Sterling softer after UK labour market data

While progress in ending the government shutdown in the US contributed to a rally in equity markets yesterday, the response in both bond and currency markets was muted. In FX, the main currency pairs were confined to narrow ranges, ending little changed from Friday’s closing levels. Sterling is a touch weaker this morning on the back of slightly weaker than expected labour market data in the UK – which add to the case for a Bank of England rate cut next month – trading back above £0.88 against the euro and at around $1.3130 against the dollar. EURUSD is hovering just north of $1.1550 at the start of play today.

Equity markets rebounded yesterday with the prospective end of the US government shutdown providing the excuse to rally after last week’s sell-off. The Nasdaq in the US led the way higher (having also led on the way down last week), gaining almost 2.5%, while European stocks added almost 2%. There’s positive follow-through this morning as well with European indices up another 0.5% at the open.
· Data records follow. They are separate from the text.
PR #6, opened 2017-12-18
Libica ECC enhancements for Opencryptoki / icatoken.

jschmidb:
Several changes that are necessary for using Libica ECC in Opencryptoki / icatoken.


p-steuer:
Moved PR to internal repo. Close.

PR #9, opened 2018-02-09
New API function to set libica fallback mode.

hfreude:
Introduce a new function to set libica's fallback mode.
Slight rework for all the hw functions which do not
have fallbacks to return ENODEV. The old code used
sometimes EPERM, 1 and on some places already ENODEV.

Signed-off-by: Harald Freudenberger <freude@linux.vnet.ibm.com>

### DIFF
--- a/include/ica_api.h
+++ b/include/ica_api.h
@@ -426,6 +426,14 @@ typedef struct ica_drbg ica_drbg_t;
 #define ICA_FALLBACKS_DISABLED 0
 
 /**
+ * Environment variable for defining the default Libica fallback mode.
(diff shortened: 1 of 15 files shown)


p-steuer:
looks good.

- should ibmca use the new api to disable fallbacks? i think yes, but we have to be careful with libica - ibmca version dependencies.
- dont forget to add the new interface to the libica book
- should we additionally introduce a corresponding environment variable? It could be used to set system-wide defaults (that would be overwritten by application's settings).

jschmidb:
Let's remember that we already have the ICAPATH environment variable. Setting ICAPATH=1 causes libica to fail if the hardware path fails.

PR #10, opened 2018-02-14
Libica introduce fallback mode, code simplifications and cleanup 

hfreude:
- New API function to set libica fallback mode.
- Add libica fallback environment variable.
- Whitespace fix, cleanup and beautify switch code in s390_crypto.


p-steuer:
Moved to internal repo. Close.

PR #30, opened 2019-08-30
Add missing -pthread flag.

xnox:
Signed-off-by: Dimitri John Ledkov <xnox@ubuntu.com>


p-steuer:
better add -pthread this to compiler flags, no ?

xnox:
Doesn't it actually need to be in both, or at least in ldflags to trigger linking with pthreads, no?!

p-steuer:
I agree it should be used in both linking, compiling and preprocessing.

My understanding is that when using gcc with its pthread option (see gcc(3)), the flag will be used for preprocesser, compiler and linker.

p-steuer:
If i add it to CFLAGS, the flag is used with libtools link and compile mode.
So i ll merge https://github.com/opencryptoki/libica/pull/32 instead of this one if there are no objections.

p-steuer:
PR https://github.com/opencryptoki/libica/pull/32 was merged. closing this one.

PR #39, opened 2020-03-18
Fix DES and TDES key length.

jschmidb:
Although a DES key has only 56 effective bits, all 64 bits must be
considered, because the parity bits are spread over all 8 bytes of
the key.

### DIFF
--- a/src/ica_api.c
+++ b/src/ica_api.c
@@ -48,6 +48,8 @@
 #define DEFAULT2_CRYPT_DEVICE "/dev/z90crypt"
 #define DEFAULT3_CRYPT_DEVICE "/dev/zcrypt"
 
+#define DES_KEY_LEN64		(64/8)
+
 #define MAX_VERSION_LENGTH 16
 
 int ica_fallbacks_enabled = 1;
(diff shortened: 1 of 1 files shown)


ifranzki:
OK, DES_KEY_LENGTH is only used in fips_check_3des_key(), and DES3_KEY_LENGTH is not used anywhere. So from that point of view it looks OK.

The potential problem I see is that ica_api.h is an external header file, included into user applications. Not sure what these applications do with the 2 defines. It might cause problems when the 2 defines are now changed....

Maybe it would be saver to add 2 new defines inside ica_api.c or into an internal header file, and use them in fips_check_3des_key(), but leave the 2 external defines as is to not break anything.

p-steuer:
I agree with ingo.

jschmidb:
Good point Ingo ... we could also add two new constants in ica_api.h so that everyone sees both constants, and users could use both constants in their apps. Like:

> #define DES_KEY_LENGTH		(56/8)
> #define DES3_KEY_LENGTH	(168/8)
> #define DES_KEY_SIZE		        (64/8)
> #define DES3_KEY_SIZE		(192/8)
We would then use the new constants for the FIPS key checks.

p-steuer:
Please dont add more constants to the api, it would be quite confusing to define both KEY_LEGNTH and KEY_SIZE. Keep those additional constants internal, as ingo suggested.

jschmidb:
OK, I added one new (internal) constant in ica_api.c and the fips_check_3des_key() now uses this new constant. A second new constant for TDES would not be used, same as DES3_KEY_LENGTH today, so let's add this when we really need it.

PR #40, opened 2020-03-25
FIPS: provide output iv as required by FIPS tests

jschmidb:
This fix is introduced to satisfy FIPS tests. They require the
output iv to be the iv resulting from decrypting the last block
with a zero iv as input. But note that this is not described
in the NIST standard for CBC-CS. According to the standard,
the output iv is simply undefined.


p-steuer:
Do you want to add the corresponding test vector to the fips startup tests ?

jschmidb:
I have one test vector in the Bugzilla, consisting of a key, some ciphertext, and the expected output iv. This doesn't really fit into the existing cbc-cs tests. They do encrypt/decrypt and never check the output iv. So I can either add this test separately, or check with the originator of the Bigzilla, if they can provide me a complete test vector.

PR #41, opened 2020-03-27
icainfo: bugfix for RSA and EC related info for software column.

jschmidb:
The software column did never show 'yes' for RSA ME, RSA CRT, ECDH,
ECDSA sign, ECDSA verify, and ECKGEN, due to the missing ICA_FLAG_SW
flag in the icaList.


ifranzki:
For my understanding: So without these flags, this caused rc=0 on those operations, when no HW was available, and the software fallback was also not taken? If so, then maybe you should also fix that rc=0 is not returned in such cases.

jschmidb:
No, the sw fallback is only dependent on an internal flag ica_fallbacks_enabled, which is 1 by default, but can be changed by an application via an API function. This commit fixes icainfo only. 

An rc = 0 from ica_rsa_crt without hw available and the sw path not taken is not possible in my opinion. But I will investigate this issue separately. I could not reproduce this error in my test environment, but we will see ...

In fixed income, UK government bonds are outperforming this morning on the back of the labour market data with yields 5-6bps lower.

The unemployment rate in the UK edged up further in Q3 according to this morning’s labour market report, reaching 5% for the first time since early 2021 and bringing the increase since the end of 2024 to more than half a percentage point. In tandem with the increasing slack in the labour market, private sector wage growth – a key metric for the Bank of England in its assessment of the inflation outlook – moderated further in the third quarter, falling to 4.2% from 4.8% in Q2, and in the month of September alone was running at 3.8%, a five-year low. The data overall support the case for a rate cut at next month’s Bank of England meeting.

Ahead of next month’s Fed meeting, the differing views on interest rates remain stark. In remarks yesterday, the head of the Federal Reserve Bank of St. Louis noted that “it is very important that we tread with caution (on interest rates), because I believe there’s limited room for further reductions without monetary policy becoming overly accommodative.” In contrast, Governor Miran (Trump’s recent appointee and admittedly an ‘outlier’) said the Fed should cut by 50bps next month (and at least by 25bps).

It is quiet for the rest of the day in terms of economic data, with the ZEW investor confidence index for Germany/Euro area and the small business optimism index in the US the only releases of note. There are a few centra bank members due on the wires over the course of the day.